21 Gedanken zu „tagebch WAUSOHO“

  1. REPLY:
    Erinnert an Turnvater Jahn und die junge FKK-Sozialdemokratie. Und natürlich an die Hasenheide und das schöne Motto ‚Frisch/Fromm/Fröhlich/Frei‘. Wobei ja auch Tony Curtis in „Die 2“ irgendwann gesagt haben soll „Frisch, fromm, fröhlich, frei – fummelt’s sich beim FBI“.

    Sonne gab’s gestern nicht, dafür viel Wasser von oben.

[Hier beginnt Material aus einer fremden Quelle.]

PR #2042, opened 2025-10-25
Deprecate Expression::getUses

hainest:
Having in-out parameters makes callsites clunky- particularly for range-base for loops. The name is also unclear as to what it actually returns.

### DIFF
--- a/instructionAPI/h/BinaryFunction.h
+++ b/instructionAPI/h/BinaryFunction.h
@@ -32,7 +32,6 @@
 #define BINARYFUNCTION_H
 
 #include "ArchSpecificFormatters.h"
-#include "compiler_annotations.h"
 #include "Expression.h"
 #include "Register.h"
 #include "Result.h"
--- a/instructionAPI/h/Dereference.h
+++ b/instructionAPI/h/Dereference.h
@@ -33,7 +33,6 @@
 
 #include "ArchSpecificFormatters.h"
 #include "BinaryFunction.h"
-#include "compiler_annotations.h"
 #include "Expression.h"
 #include "Immediate.h"
 #include "Operand.h"
--- a/instructionAPI/h/MultiRegister.h
+++ b/instructionAPI/h/MultiRegister.h
@@ -32,7 +32,6 @@
 #define MULTIREGISTER_H
 
 #include "Architecture.h"
-#include "compiler_annotations.h"
 #include "Expression.h"
 #include "Register.h"
 #include "registers/MachRegister.h"
--- a/instructionAPI/h/Ternary.h
+++ b/instructionAPI/h/Ternary.h
@@ -32,7 +32,6 @@
 #define TERNARY_H
 
 #include "Architecture.h"
-#include "compiler_annotations.h"
 #include "Expression.h"
 
 #include <map>


dataflowAPI/src/AbslocInterface.C
```diff
@@ -58,22 +59,8 @@ void AbsRegionConverter::convertAll(InstructionAPI::Expression::Ptr expr,
 				    ParseAPI::Function *func,
                                     ParseAPI::Block *block,
 				    std::vector<AbsRegion> &regions) {
-  // If we're a memory dereference, then convert us and all
-  // used registers.
-  if (auto deref = boost::dynamic_pointer_cast<Dereference>(expr)) {
```
bbiiggppiigg, line 63: What about the dereferences? Is this handled anywhere?

hainest: `getUsedRegisters` visits all of the subnodes of an AST, so we don't need separate cases here.

bbiiggppiigg: > `getUsedRegisters` visits all of the subnodes of an AST, so we don't need separate cases here.

But your reg_visitor does nothing for Dereferences
https://github.com/dyninst/dyninst/pull/2042/files#diff-533da7fe8853102091a1053d631daeb4ea63a8c7683cf2ae028bc70f0e2f01cdR60
Are you certain your statement is correct?

hainest: With the exception of `MultiRegisterAST`, the AST classes do a depth-first traversal of their subtrees. For example, [`Dereference`](https://github.com/dyninst/dyninst/blob/v13.0.0/instructionAPI/h/Dereference.h#L226) visits its effective address. I'd have to look up why we didn't have `MultiRegisterAST` follow that same convention. It might have just been an oversight.

Here's a complete example.

```c++
#include "Architecture.h"

#include "Expression.h"
#include "BinaryFunction.h"
#include "Dereference.h"
#include "Immediate.h"
#include "MultiRegister.h"
#include "Register.h"
#include "Ternary.h"
#include "Visitor.h"

#include <iostream>
#include <cstdint>

struct reg_visitor : di::Visitor {
  void visit(di::RegisterAST* r) {
    std::cout << r->format() << ", ";
  }
  void visit(di::BinaryFunction*) {}
  void visit(di::Dereference*) {}
  void visit(di::Immediate*) {}
  void visit(di::MultiRegisterAST *mr) {
    for(auto r : mr->getRegs()) {
      r->apply(this);
    }
  }
};


int main() {
  // cmpxchg dword ptr [rbp + 0x12345678], esi
  uint8_t opcode[7] = {0x0f, 0xb1, 0xb5, 0x78, 0x56, 0x34, 0x12};
  
  auto arch = Dyninst::Arch_x86_64;
  di::InstructionDecoder d(opcode, 7, arch);
  auto insn = d.decode();
  
  std::cout << insn.format() << "\n";

  reg_visitor rv;  

  for(auto const& op : insn.getAllOperands()) {
    std::cout << "Visiting " << op.format(arch) << "\n  ";
    op.getValue()->apply(&rv);
    std::cout << "\n";
  }
}
```

gives

```
cmpxchg %eax,0x12345678(%rbp)
Visiting 0x12345678(%rbp)
  RBP, 
Visiting %esi
  ESI, 
Visiting %eax
  EAX, 
```

I just noticed some of the implicit registers are missing (it read/writes eflags). I'll double-check that for my Capstone branch.

Double-trouble: I just noticed the instruction printer is wrong. It thinks `eax` is the second operand instead of `esi`. That's neat.

bbiiggppiigg: > With the exception of `MultiRegisterAST`, the AST classes do a depth-first traversal of their subtrees. For example, [`Dereference`](https://github.com/dyninst/dyninst/blob/v13.0.0/instructionAPI/h/Dereference.h#L226) visits its effective address. I'd have to look up why we didn't have `MultiRegisterAST` follow that same convention. It might have just been an oversight.

Yeah I guess its just that I wasn't familiar with the visitor design pattern at the time so I implemented the traversal of the child elements in the wrong place.

hainest: > > With the exception of `MultiRegisterAST`, the AST classes do a depth-first traversal of their subtrees. For example, [`Dereference`](https://github.com/dyninst/dyninst/blob/v13.0.0/instructionAPI/h/Dereference.h#L226) visits its effective address. I'd have to look up why we didn't have `MultiRegisterAST` follow that same convention. It might have just been an oversight.
> 
> Yeah I guess its just that I wasn't familiar with the visitor design pattern at the time so I implemented the traversal of the child elements in the wrong place.

There's not a fixed rule about how the visitor gets applied. The original authors just did it that way, so we probably should have followed that. We could change it since `MultiRegisterAST` was added after the last release, so there's likely not any usercode handlling it. In fact, I think we should change the `Visitor` to not be an abstract class, but that's a different conversation.

kupsch: We can talk about MultiRegisterAST at the upcoming meeting

instructionAPI/src/MultiRegister.C
```diff
@@ -58,12 +58,6 @@ namespace Dyninst { namespace InstructionAPI {
       : Expression(inputRegASTs[0]->getID(), inputRegASTs.size()), m_Regs{std::move(inputRegASTs)} {
   }
 
-  void MultiRegisterAST::getUses(set<Expression::Ptr>& uses) {
-    for(const auto& m_Reg : m_Regs) {
```
bbiiggppiigg, line 62: The loop needs to be moved to accept for this change to be functionally equivalent.

hainest: The visitor in `getUsedRegisters` loops over the registers, so it should be the same. Yes?

`Expression::getUsed` -> `getUsedRegisters` -> loop over `MultiRegisterAST::getRegs()`.

Previously,

```c++
void foo(Expression::Ptr expr) {
  expr->getUses(...);  // Invokes MultiRegisterAST::getUses, loops over getRegs()
}
foo(MultiRegisterAST::Ptr{});
```

would now be


```c++
void foo(Expression::Ptr expr) {
  expr->getUses(...);  // Invokes Expression::getUses -> getUsedRegisters -> loop over getRegs()
}
foo(MultiRegisterAST::Ptr{});
```

bbiiggppiigg: Yeah I forgot u implemented in ur vistor.
Nvm.

hainest: No worries. I appreciate the careful review.

hainest:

  2. Sortierte die Tage auf dem Dachboden eine Menge Kisten mit (auch Berliner) Lebensspuren durch und dachte an Ihre wunderbare Vitrine in TÜ! ‚Mannmannmann!…‘ denkt man sich da kopfschüttelnd und bläst die Backen auf und atmet tief aus. Die schöne Berliner Tochter war gestern 18 und feierte mit selbstgebauter Schneebar und Shisha, mit der anderen auch Berliner Tochter stieß ich auf die nächste Bergsaison an mit Sekt aus kleinen Likörschälchen. Und Leni schläft schon. Herzlich B.

  3. REPLY:
    lieber books, zum geburtstag vom kinde immer auch einen ganz besonderen glückwunsch (!) an die eltern, ganz egal wie. (wie wär’s also mal mit einem schuschu im oben beschriebenen und sie zeigen mir dann Ihre orte, wege und dingensbums, hier nordnordost?) /jetzt gemäß leni. und herzlich, schneck

  4. REPLY:
    Gute Idee, lieber Schneck. Ein Sitz aus Dämmwolle ist immer für Sie frei unterm Dach, und im Siebenmühlental gibt’s vielleicht Glühwein :-) Machen wir mal aus!

    PS: Die Tage kriege ich dauernd Werbung vom (vergelesen:) SPORT SCHNECK. Kriegen Sie da Rabatt? Ich bräuchte nämlich neue Laufschuhe!

  5. REPLY:
    Zu spät gelöscht! :-P
    Was haben Sie denn gegen Spannung? Und was mit der Distanz? Ach was, Hauptsache, lieber Herr Schneck, sie haben etwas. (Oder war es doch das Sein, das wichtiger war?)

  6. Vielleicht hilft künftig folgende Eselsbrücke, lieber Schneck!?
    Ein Schweizer Freund sagt stets, wenn zu Besuch im schönen „Nekkertal“ und der Tisch mit Köstlichkeiten der Region gedeckt, nachdem er ein, zwei, drei Bissen genommen: „Das schmeckt ganz „appErat“! Was aus dem Mund jenes Eidgenossen großes Lob ist, weil`s ihm mundet.
    Ab und zu zückt er dann seinen „AppArat“ und fotografiert die Tafelkreationen oder die Etiketten des alkoholischen Traubensaft! :-)

    Das Tannenbaumvideo fand ich herrlich! Interessante Agentur!
    SCHADE, dass Sie die Zeichnung nicht mit dem AppArat abgelichtet und hier verlinkt haben; DIE hätte ich liebend gern betrachtet; auf dem Video entdeckte ich sie nirgends im Hintergrund an der Wand… oder doch?